# quoting formula



## surfsk869 (May 15, 2007)

is there a set formula you guys use to come up with prices for tree removal. ie a certain price per each inch in diameter teh tree is, or something along those lines. thanks in advance


----------



## surfsk869 (May 15, 2007)

sarcasm = not helpful... but i appreciate the feeble attempt to brighten someone's day


----------



## treesquirrel (May 15, 2007)

*No formula but.....*

Most of my jobs I will quote based on the time I think it will take to get it done.
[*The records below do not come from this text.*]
PR #1588, opened 2026-09-08
feat(api): minimum plugin version floor

Rasbandit:
## Summary

- Refuse clients below `Engram.PluginVersion.minimum/0` on **both** transports: `426 plugin_upgrade_required` from a new `:authed_api` plug, and the same reason from `ChannelGate` on a sync/crdt join. The socket half is the load-bearing one — sync runs over channels, so a REST-only floor would leave a blocked client syncing.
- The floor is a **compile-time constant**, not an env var. You need it exactly when you deploy a backend old clients cannot talk to, so it is a property of that release and cannot drift between nodes or be forgotten in a task definition.
- **Ships as a no-op.** `@minimum` is set to the current plugin version, and no released plugin sends the header yet, so nothing is refused today.

### Everything unreadable is ALLOWED

Absent, empty, unparseable, over-long, non-binary — all pass. Every client shipped to date predates the header, as do the web SPA and every MCP client; failing closed on absence would brick the installed base on day one. Only a version parsed and found strictly below the floor is blocked.

It follows that this is a **compatibility gate, not a security control** — the header is self-reported, and anyone who wants past it sends a higher number. Never put an entitlement or authorization decision behind it.

### Notes for review

- `ChannelGate.check/2` becomes `check/3` with a **mandatory** `plugin_version`, for the same fail-open reason `api_key` is mandatory: an optional argument makes the ungated call the convenient one that still compiles and passes dialyzer.
- Precedence is after `AccountDeleted` (terminal) but ahead of onboarding and subscription — telling a user to finish the wizard is useless advice for a client that cannot speak the protocol.
- Not enforced at `UserSocket.connect/3`, which would be one line instead of a threaded parameter. `connect/3` can only return `:error`, which reaches the client as an anonymous close with no payload; the client would retry forever with nothing to show the user.
- `ws connect` now carries `plugin_version` — one field per socket, not per request. It reaches **CloudWatch and not Loki**: `:info` + `:websocket` is in `@info_to_loki` but absent from the Fluent Bit category regex. Pre-existing mismatch, documented in `category.ex`, deliberately not widened here.
- The `.sobelow-skips` commit is a pure line shift (172 → 173) caused by the new plug line, regenerated wholesale per `docs/context/sobelow-silent-no-op-and-fingerprint-skips.md`.

## Test plan

- [x] `mix test test/engram/plugin_version_test.exs` — ordering incl. numeric-not-lexical (`1.9.0 < 1.28.0`) and pre-release sorting
- [x] `mix test test/engram_web/plugs/require_plugin_version_test.exs` — 426 body shape; absent/unparseable/over-long all pass
- [x] `mix test test/engram_web/plugin_version_gate_channel_test.exs` — both channels, plus two precedence pins: upgrade beats onboarding, and a foreign topic still reports `unauthorized` (the plugin's identity self-heal keys on that string)
- [x] `mix test test/engram_web/` — 1527 tests, 0 failures
- [x] `mix format --check-formatted`, `mix credo --strict`, `mix dialyzer` — all clean

Paired client change: engram-app/Engram-obsidian#TBD (independent — this PR allows an absent header, so neither branch needs the other).

https://claude.ai/code/session_019ZU8U3d3gxBK8wi2qR6jfc


Rasbandit:
## Adversarial review pass — three real defects fixed

Reviewed the diff adversarially after opening. Findings that changed the code:

**1. The floor would have blocked the release that fixes it.** Comparison used `Version.compare/2` — semver ordering, under which `1.31.0-beta.3 < 1.31.0`. But `engram-obsidian-sync/scripts/release-version.mjs` names a preview build after the release it previews (`betaVersion` → `1.31.0-beta.3`, `prVersion` → `1.31.0-pr.512.g876f2c2`) and `pr-build.yml` stamps that into the shipped `manifest.json`. Shipping `@minimum "1.31.0"` alongside plugin 1.31.0 would have refused every beta tester and PR reviewer running a build that **already contains the fix**, then sent them to a plugin pane with nothing newer to install — a dead end, on the feature's first real use. Comparison is now `{major, minor, patch}` with the pre-release tag discarded, and the repo's real formats are in the test table; their absence is what let this through.

**2. The gate sat ahead of the liveness stamp, so blocked-but-active accounts would be deleted.** A refused request/join never wrote `last_active_at`, and `InactivityCleanup` soft-deletes at 90 days — dropping Qdrant points and S3 attachments. A user syncing daily on an old plugin would have been deleted *for being blocked*. `ChannelGate`'s own moduledoc refuses that exact trade for `api_access/2`: *"the opposite error is soft-DELETING a blocked-but-active account, and data loss beats a stale row."* Moved after `BumpActivity` / `stamp_activity` on both transports. Cost: onboarding is now reported before the upgrade verdict, pinned by a test that explains why.

**3. Both wiring links were untested.** Deleting the `plug` line from `:authed_api`, or `plugin_version:` from `UserSocket`'s assigns, left every test green while the respective floor was gone entirely — the silent-skip shape the mandatory third argument on `check/3` exists to prevent, reproduced one layer up. Added a pipeline-level 426 test and the first `UserSocket` connect test in the repo.

### Also

- `plugin_version` is clamped to 32 bytes before reaching Logger metadata. It is attacker-controlled, prod serializes all metadata, and both `request_logger.ex` (`user_agent`) and `logs.ex` (`plugin_version`) already clamp the same class of value.
- Corrected a false comment: 1.28.0 did **not** ship the header. Documented the consequence — reporting starts at some version R, so the gate's reachable range is `[R, floor)` and **every client older than R is permanently exempt**. The oldest clients, the ones most likely to speak a protocol we changed, are the ones this can never reach.
- Tests now assert literals instead of re-deriving expectations from the module under test.
- Fixed the stale `router.ex:NN` citations and the second copy of the pipeline ledger in `docs/context/onboarding-gate-is-http-only.md`.
- The wiring test file is `async: false` — it flips `:billing_enabled` in the global application env, and run async that leaked into six unrelated `MultiTenantTest` cases. Caught by the full suite, not by the file itself.

### Verification

- `mix test` — **5152 tests, 0 failures**
- `mix format --check-formatted`, `mix credo --strict`, `mix dialyzer` — clean
- `.sobelow-skips` regenerated for the router line shift (one entry moved, nothing added or dropped)

`e2e-clerk` red here is pre-existing on `main` and unrelated — an Obsidian 1.12.7 → 1.13.7 runner upgrade moved Settings into its own window. Fixed separately in #1590.

Issue #1635, opened 2026-09-15
p0: CIMD conformance covers exactly one vendor document (MCPJam's) — a refused vendor cannot turn it red


Rasbandit:
## Nothing verifies we can still talk to the vendors we claim to support

We found out ChatGPT cannot connect to our MCP server because a user hit it, quit, and deleted their account. It had been failing silently since at least 2026-09-09, and our docs still list ChatGPT as a verified connector.

The OAuth suite did not catch it. It is not missing coverage — it is pointed the wrong way.

## What the current tests actually assert

- `test/engram/oauth/cimd_test.exs:129` — *"rejects a document asking for a confidential auth method"*, passing.
- `test/engram_web/controllers/oauth_register_controller_test.exs:315` — *"still rejects an auth method we do not implement"*, posting `private_key_jwt`, asserting 400, passing.

Both encode a product decision as correctness. They stay green on the day that decision starts costing us a vendor.

Two structural gaps reinforce it:

**Every CIMD test feeds us a document we wrote ourselves.** All of them go through `FetcherMock`. No test has ever fetched a real vendor metadata document, so a vendor changing their auth method turns nothing red.

**Every fixture is Claude.** The shared `document()` helper (`cimd_test.exs:37`) hardcodes `"client_name" => "Claude Code"` with a loopback callback; `claude.ai` redirect URIs run through the rest of the OAuth suite. ChatGPT appears in the whole backend suite exactly once — `test/engram/onboarding_test.exs:554`, inside `~w(claude chatgpt grok mistral ...)`, a list of UI name slugs. Never in an OAuth flow.

## Ask

A scheduled conformance check (cron, not PR-gating — it depends on third-party endpoints) that for each vendor we advertise support for:

1. Fetches their published CIMD document / OAuth metadata.
2. Asserts we would accept it — `token_endpoint_auth_method`, `redirect_uris`, `client_name`, content-type.
3. Fails loudly, to the existing Discord alert path, naming the vendor and the offending field.

Vendor list to seed from `docs/context/connections-client-identity.md:167` — Claude, ChatGPT, Grok, Mistral.

This is the thing that converts "ChatGPT is a verified connector" in our docs into a claim CI can falsify. The cheap version is step 1 + 2 only; it would have gone red on 09-09 instead of us learning it from a lost signup.

Rasbandit:
## Correction — the conformance suite exists, runs daily, and was green

[...]

Issue #1634, opened 2026-09-15
p0: discovery advertises client_secret_post/basic but the CIMD path refuses them


Rasbandit:
## We advertise two auth methods we then refuse

`lib/engram_web/controllers/well_known_controller.ex:112` publishes:

```elixir
token_endpoint_auth_methods_supported: [
  "none",
  "client_secret_post",
  "client_secret_basic"
]
```

`lib/engram/oauth/cimd.ex:355` then rejects any CIMD document naming anything but `none`:

```elixir
document["token_endpoint_auth_method"] not in [nil, "none"] ->
  {:error, :confidential_not_supported}
```

A client that reads our discovery metadata, picks `client_secret_post`, and presents it via CIMD gets a 400 for doing exactly what we advertised. The failure is `mcp_cimd_rejected` + `GET 400` on `OAuthAuthorizeController#show`, with no indication to the client that the method it chose from our own list is the problem.

DCR clients can still use the secret methods, so the advertisement is not wholly false — it is false **on the CIMD path specifically**, which is the path we steer clients onto by advertising `client_id_metadata_document_supported: true`.

## Pick one

1. Narrow the advertisement per-path, or
2. Support the secret methods on CIMD, or
3. Keep refusing but return an error that names the supported method, so the client can retry as a public client instead of dead-ending.

Whichever way this lands, the comment block at `well_known_controller.ex:107-111` needs updating — it currently explains only why `none` must stay first-class, and says the secret methods are "additive, for server-side connectors that cannot hold a public client." Those connectors cannot actually use them over CIMD.

Related: the `private_key_jwt` gap filed separately.

Rasbandit:
An adversarial review of #1640 landed on this exact issue from the code side, with a concrete failure scenario and the reason it is not a one-line fix.

**The site:** `lib/engram/oauth/cimd.ex:419`

```elixir
document["token_endpoint_auth_method"] not in [nil, "none", "private_key_jwt"] ->
  {:error, :confidential_not_supported}
```

This is the same "preference treated as a requirement" defect that #1639 and #1640 removed from the two arms directly above it. It was left behind.

**Scenario:** a vendor publishes `token_endpoint_auth_method: "client_secret_basic"` with `token_endpoint_auth_methods_supported: ["client_secret_basic", "none"]`. That is a *reasonable* document to publish, because our own authorization-server metadata advertises `client_secret_basic` as supported (`well_known_controller.ex:117-122`) — which is precisely what this issue is about.

[...]

PR #1637, opened 2026-09-15
feat(oauth): accept private_key_jwt on CIMD

### LINKED ISSUE #1633: p0: ChatGPT cannot connect — CIMD refuses private_key_jwt, and we have no client_assertion support
## ChatGPT cannot connect to our MCP server, and has never been able to

`lib/engram/oauth/cimd.ex:355` refuses any CIMD document that names an auth method other than `none`:

```elixir
document["token_endpoint_auth_method"] not in [nil, "none"] ->
  {:error, :confidential_not_supported}
```

ChatGPT identifies itself with a signed client assertion (`private_key_jwt`), not a shared secret. Verified from their side: `https://chatgpt.com/oauth/jwks.json` returns 200 `application/json` with an RSA signing key whose `kid` is **`cimd-20260428030119`**. They are doing CIMD the standards-track way; we reject it before anything else runs.

## Prod evidence

`mcp_cimd_rejected` / `reason=:confidential_not_supported` / `cimd_host=chatgpt.com`:

- 2026-09-09 ~08:41Z ×2 (`engram-saas-prod:157`)
- 2026-09-14 15:28Z ×2 (`engram-saas-prod:162`)

**Zero successful ChatGPT grants in 30 days.** The 09-14 pair belongs to a new signup who deleted their account 5 minutes later.

The user-facing failure is a `GET 400` on `OAuthAuthorizeController#show`. Nothing tells them why.

## We have none of the machinery

- `@valid_auth_methods` (`lib/engram/oauth/client.ex:27`) is `~w(none client_secret_post client_secret_basic)` — `private_key_jwt` is not in the vocabulary.
- `client_assertion` appears **zero** times in `lib/` and `test/`. We could not verify their JWT even if we accepted the method.
- The only occurrence of `private_key_jwt` in the entire repo is `test/engram_web/controllers/oauth_register_controller_test.exs:315`, a test named *"still rejects an auth method we do not implement"* asserting a 400.

## Scope

Accept `private_key_jwt` on the CIMD path: read the JWKS URI from the metadata document, fetch + cache it (SSRF guard applies, same as the document fetch), verify the `client_assertion` JWT at the token endpoint, bind it to the client. PKCE stays mandatory.

The original refusal was a defensible call — see the comment at `cimd.ex:349-354`, no secret was ever minted so honouring or downgrading both fail opaquely. That reasoning holds for `client_secret_*`. It does not hold for `private_key_jwt`, which needs no minted secret at all.

Our own docs already list ChatGPT as a supported, verified connector (`docs/context/connections-client-identity.md:167`, `docs/context/mcp-oauth.md:92`). That claim is currently false.

Rasbandit:
Closes #1633. Refs #1634, #1635.

## Why

ChatGPT has never been able to connect to our MCP server. It declares `token_endpoint_auth_method: private_key_jwt` and does not negotiate down even though we advertise `none` first, so `Cimd.validate_document/2` refused its document before anything else ran.

Prod evidence: `mcp_cimd_rejected` / `reason=:confidential_not_supported` / `cimd_host=chatgpt.com` — **5 refusals in 90 days, zero successful grants ever**. One of them is a user who signed up on 2026-09-14, hit it, and deleted their account 5 minutes later.

The original refusal was sound for `client_secret_*`: a client that never registered has no minted secret, so honouring or downgrading both fail opaquely. That reasoning does not reach `private_key_jwt`, which needs no secret at all — the client signs an assertion with a key published at its own `jwks_uri`, bound to the vendor's host by the same argument that binds the document itself.

## What

- `Cimd` accepts `private_key_jwt` when the document publishes a usable `jwks_uri`, and refuses it as `:jwks_uri_required` when it does not. Secret-based methods still refuse.
- **New `Cimd.Jwks`** verifies the assertion. The algorithm allowlist is the load-bearing part: taking `alg` from the attacker-supplied header admits `none`, and admits HS256 forged with the RSA *public* key. Reuses the CIMD fetcher seam, so the SSRF guard, body cap, redirect refusal and content-type check are the ones already tested.
- `authenticate_client/3` dispatches on the registered method, which still binds both directions — an assertion client must present an assertion and must not present a secret.
- Discovery advertises `private_key_jwt`; clients read that list to decide what to send.
- Migration adds `jwks_uri` + `token_endpoint_auth_signing_alg`, both nullable. `phase/expand`, no backfill. The token path is a pure DB read by design, so the key location has to live on the row.

## Tests

Three things, and the second one is the point.

**The existing test asserted the bug.** `cimd_test.exs` had *"rejects a document asking for a confidential auth method"*, passing. A test that guards a decision passes just as green on the day the decision becomes wrong — which is why ChatGPT being unable to connect never turned anything red. Flipped, and the same species found in `well_known_controller_test` (*"advertises only public PKCE — no confidential auth methods"*).

**ChatGPT's real published document is now a fixture.** Every other fixture in that file is Claude-shaped; that monoculture is why a vendor declaring a different auth method was invisible.

**A vendor check against live endpoints.** `vendor_conformance_test.exs` fetches what vendors actually publish, through the real `HttpFetcher`, and asserts we accept it. Verified:

```
2 tests, 0 failures   (VENDOR_CONFORMANCE=1)
  ChatGPT (connector)  https://chatgpt.com/oauth/client.json
  ChatGPT (Codex)      https://chatgpt.com/oauth/codex/client.json
```

Gates: `156 tests, 0 failures` across the OAuth surface, `mix format` clean, `credo --strict` no issues, `dialyzer` passed.

## Deliberately not in this PR

**The vendor check is opt-in and unscheduled** (`VENDOR_CONFORMANCE=1`, excluded by default). `cron.yml` has no Elixir or Postgres job today, and `test_helper.exs:2` starts the Repo, so scheduling it means importing verify.yml's ephemeral-postgres setup for a dependency the check does not have. Scoped onto #1635.

**DCR still refuses `private_key_jwt`** — a stranger POSTing to `/oauth/register` has no host-bound document to publish keys in. That leaves discovery advertising a method one path rejects; that is #1634, and the split is encoded in the well-known test rather than papered over.

## Reviewer notes

Replay is bounded by a short `exp` rather than a `jti` store: the assertion only authenticates a token request, and the code it guards is already single-use and PKCE-bound. Reasoning is in the `Cimd.Jwks` moduledoc — worth a second opinion.

`oauth_token_controller.ex` derives `client_id` from the assertion's *unverified* `iss` when the body omits it (RFC 7521 §4.2 makes `client_id` optional beside an assertion). It only selects which client's published keys the signature is then checked against, so a wrong guess fails that check — but it is the sharpest edge in the diff.

I verified ChatGPT's *document* is accepted, which unblocks authorize. The token exchange is covered by unit tests with a synthetic keypair, not by an assertion ChatGPT actually signed. First real connect is still the first real proof.

https://claude.ai/code/session_01D2oRrcjF7tZY66ZEKdXtf2


Rasbandit:
## Review round — one critical defect found and fixed

Three independent reviews ran against the first two commits (security, silent-failure, and an integration-alerting audit). Pushed `cac1fab2` in response. The PR body above describes the pre-review shape; this is what changed.

### Critical — no JWKS cache (both reviews converged on this independently)

Every token request refetched the key set, behind a per-host bucket. That stopped being a backstop and became the **capacity ceiling**: all users of a vendor shared 10 token exchanges per minute, and the request that crossed it got a 401 that RFC 6749 §5.2 makes **terminal** — the connector stops and the user sees a permanently dead integration.

Three aggravators:
- **Refresh grants burn the same budget.** They are unattended and cluster in time, so they saturate it with no user action at all.
- **The fetch happened before signature verification**, so one IP posting junk assertions could drain the budget and starve real traffic. `/oauth/token` is unauthenticated.
- It broke the promise the migration comment makes — `jwks_uri` was copied onto the row *precisely* so the token path would not go looking.

Fixed with `Cimd.JwksCache` on the existing `Cache.NodeLocalEts` scaffolding, TTL-bounded, plus a separately-bucketed refresh so an unknown `kid` (a vendor rotating) self-heals instead of waiting out the TTL.

This one is worth dwelling on: the defect would have shipped as *"ChatGPT connects, then randomly breaks"* — the exact failure class this PR set out to end.

### Critical — our throttle reported as the vendor's fault, terminally

A rate-limit denial was laundered into `:jwks_unavailable` and surfaced as `invalid_client`. The `{:error, :rate_limited}` branch written to prevent that was **dead code** — unreachable, because `rate_limit/1` returned the wrong atom.

Transient reasons now map to a retryable **503 `temporarily_unavailable`**, the same split `cimd_error/1` already makes on the authorize path. The operator-facing half matters as much: the old log sent you to check whether OpenAI was down, when we had throttled ourselves.

### The rest: one reason per failure, and every branch logs

The reviews found the same species of bug this PR exists to eliminate — distinct failures collapsed into one atom, and rejection branches that log nothing.

- `:invalid_claims` → `wrong_issuer` / `wrong_audience` / `assertion_expired` / `assertion_not_yet_valid` / `assertion_lifetime_too_long`. That last bound is **ours**, not the RFC's, so a vendor minting a legitimate one-hour assertion must not read as a forgery. Added `nbf` and clock-skew leeway — a vendor running a few minutes fast was being refused for policy.
- `:unsupported_alg` → `alg_not_allowed` (the forgery) / `alg_pin_mismatch` (a vendor mid-rotation). An attack and a routine rotation should never share a log line.
- `:unknown_kid` → also `no_usable_key` / `ambiguous_key`. Two usable keys and no `kid` is standard mid-rotation, not an unknown key.
- The blanket `rescue` narrowed to `Signer.create/2`, returning `:unusable_key`. A vendor publishing an unparseable key never self-heals and must not be reported as a forged signature. `Joken.verify/2` never raises, so wrapping it only hid our own future bugs.
- **Six silent branches now log with `cimd_host`**, including all three in the controller that reject *before* `authenticate_client/3` is reached. The highest-probability real interop failure here — a vendor sending a whitespace-padded `client_assertion_type` — used to 401 forever and produce no evidence anywhere.
- An assertion presented to a `none`-registered client is refused rather than silently ignored. Also surfaces the post-deploy window where a row has not yet refreshed.

### Two security tightenings

- **`jwks_uri` must be same-origin as the client_id URL.** The document's host binding does not extend to keys named on another origin — that converts a binding into an unbounded delegation, where taking over the delegate host impersonates the client without ever touching the vendor. Same-origin also guarantees the URI passed the SSRF guard that fetched the document, closing a divergence where a valid-looking `jwks_uri` failed forever at token time.
- **`jwks_uri` / signing alg dropped from the DCR cast.** They were two unbounded attacker-controlled strings persisted from an anonymous public endpoint that no DCR client can ever use. CIMD sets them via `put_change`.

### Tests

The wiring had **zero** coverage — `grep client_assertion test/` returned nothing. Given this PR's own thesis, that was the conspicuous gap.

New `oauth_token_assertion_test.exs`: happy path, client_id derived from the assertion (RFC 7521 §4.2), all three rejection branches, and the 503. Plus cache-hit, rotation-refetch, clock-skew, `nbf`, unusable-key and cross-origin cases.

**171 tests, 0 failures.** `mix format`, `credo --strict`, and `dialyzer` all clean.

### Cleared by review, recorded so nobody re-derives it

The algorithm allowlist is airtight (`none` and HS* unreachable; Joken verifies via `verify_strict`, so the header cannot re-select the verifier). The unverified-`iss` fallback is safe — it only selects which row to check against, and `validate_claims/3` re-checks `iss`/`sub` against that row *after* signature verification. No cross-client confusion. The audience is not defeatable via a spoofed `Host`. The SSRF seam genuinely applies to the new caller.

### Still open, deliberately

The vendor conformance check remains opt-in and unscheduled (#1635). And the alerting gap that let this hide for a week is now filed as engram-app/engram-infra#1157 — our rules key on failure *volume*, so a fully-broken low-traffic integration is the quietest thing in the system.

I'll add fixed amounts per day for hauling and chipping if it is included in the scope of work based on number of trips to the dump and number of days we will have the chipper on site if requested. 

But essentially I estimate the time and multiply by my rate which I will not divuldge here.


----------



## Gate Keeper (May 24, 2007)

Removals range from $200 - $10,000


----------



## pbtree (May 25, 2007)

But sometimes sarcasm is fun!  

I figure what my time is worth - the more time the more the bid. If clean up in involved, I add the time and the fixed costs associated with that. :chainsawguy:


----------



## Timberhauler (May 25, 2007)

I figure the total amount of time spent on the job from start to finish..or at least as close as accurate as I can be.This would include travel and hauling time...If use all four of my guys on the job,a chipper and a skid loader I like to get $250 per hour..It goes down from there...Two guys and a chipper.150 an hour..On the average I try and get 200 an hour...It has taken me a while to get my time estimate accurate.


----------



## Husky137 (May 25, 2007)

Its pretty basic. you have to know what your rate needs to be to make the money you want and cover expenses, whether it be a daily rate or an hourly one and then multiply by how long you think the jon will take. It will take some time to get good at knowing how long a job will take.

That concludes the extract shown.